Treatment effect of torsemide versus furosemide by ejection fraction

Table 4 reports the treatment effect and 95% CI for clinical outcomes in the overall population and within each LVEF subgroup. There was no significant difference between torsemide and furosemide for any clinical endpoint, with consistently neutral findings irrespective of LVEF subgroup (all p for interaction >0.20). The forest plot of the HRs/RRs of the treatment effect for HFrEF vs HFmrEF vs HFpEF for all clinical endpoints is shown in Figure 3. The treatment effects for HFrEF vs HFmrEF vs HFpEF for total hospitalizations through month 12 when analyzed with a first and repeated event rather than a time-to-event method are depicted in Table S2.

Table 4.

Treatment effect for heart failure with reduced (HFrEF) vs mildly reduced (HFmrEF) vs preserved ejection fraction (HFpEF) for the primary and secondary clinical endpoints

Outcomes	Torsemide Event (%)	Furosemide Event (%)	Adjusted Hazard Ratios or Rate Ratios (RR) (95% CI)	P Value for interaction
All-Cause Mortality over 12 months ^*^{, †, ‡}
Overall	218 (16.3%)	212 (16.3%)	1.02 (0.84, 1.23)
Left ventricular ejection fraction				0.91
≤ 40%	154 (16.5%)	148 (16.4%)	1.02 (0.82, 1.28)
41–49%	12 (14.8%)	12 (17.1%)	0.86 (0.39, 1.92)
≥ 50%	52 (16.4%)	52 (15.8%)	1.05 (0.71, 1.54)
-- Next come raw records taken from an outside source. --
PR #2904, opened 2019-02-05
Add option to disable requirement of config.events to be set in production

jbrunink:
Folks,

First of all, quite new to all this collaboration bits and bobs. I'm trying to run my own Mozilla Services. For my simple setup I don't see the need to have config.events to be set. When I change the NODE_ENV variable to production it requires me though. 

According to the friendly folks in #fxa it's made deliberately hard to disable the events system to guard against accidentally deploying this into production without it being properly set. It was reasonable to create a configuration flag to disable this requirement which is by default set to true. 

So hereby.

Best regards,

Jurgen Brunink

### DIFF
--- a/fxa-oauth-server/lib/config.js
+++ b/fxa-oauth-server/lib/config.js
@@ -110,6 +110,12 @@ const conf = convict({
     default: 'prod'
   },
   events: {
+    enabled: {
+      doc: 'Whether or not config.events has to be properly set in production',
+      format: Boolean,
+      default: true,
+      env: 'EVENTS_ENABLED'
+    },
     region: {
       doc: 'AWS Region of fxa account events',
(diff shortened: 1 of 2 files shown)


rfk:
Thanks @jbrunink, this looks like exactly what I had in mind!

> First of all, quite new to all this collaboration bits and bobs.

Well, doubly thanks for contributing then! In case you didn't see it, I just want to make sure you read the contributing guidelines here:

  https://github.com/mozilla/fxa-auth-server/blob/master/CONTRIBUTING.md

And in particular the part about contributions being licensed under the Mozilla Public License.

jbrunink:
Perfectly fine with that. Thank you!

rfk:
Thanks again!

All-Cause mortality and/or hospitalization over 12 months ^‡
Overall	629 (47.2%)	635 (48.8%)	0.92 (0.82, 1.02)
Left ventricular ejection fraction				0.63
≤ 40%	432 (46.2%)	423 (46.9%)	0.94 (0.82, 1.07)
41–49%	41 (50.6%)	32 (45.7%)	1.01 (0.64, 1.61)
≥ 50%	156 (49.1%)	180 (54.5%)	0.84 (0.68, 1.04)

All-Cause mortality and/or hospitalization over 30 days ^‡
Overall	135 (10.1%)	145 (11.1%)	0.90 (0.71, 1.14)
Left ventricular ejection fraction				0.25
≤ 40%	93 (9.9%)	88 (9.8%)	1.02 (0.76, 1.36)
41–49%	10 (12.3%)	7 (10.0%)	1.12 (0.43, 2.96)
≥ 50%	32 (10.1%)	50 (15.2%)	0.66 (0.42, 1.03)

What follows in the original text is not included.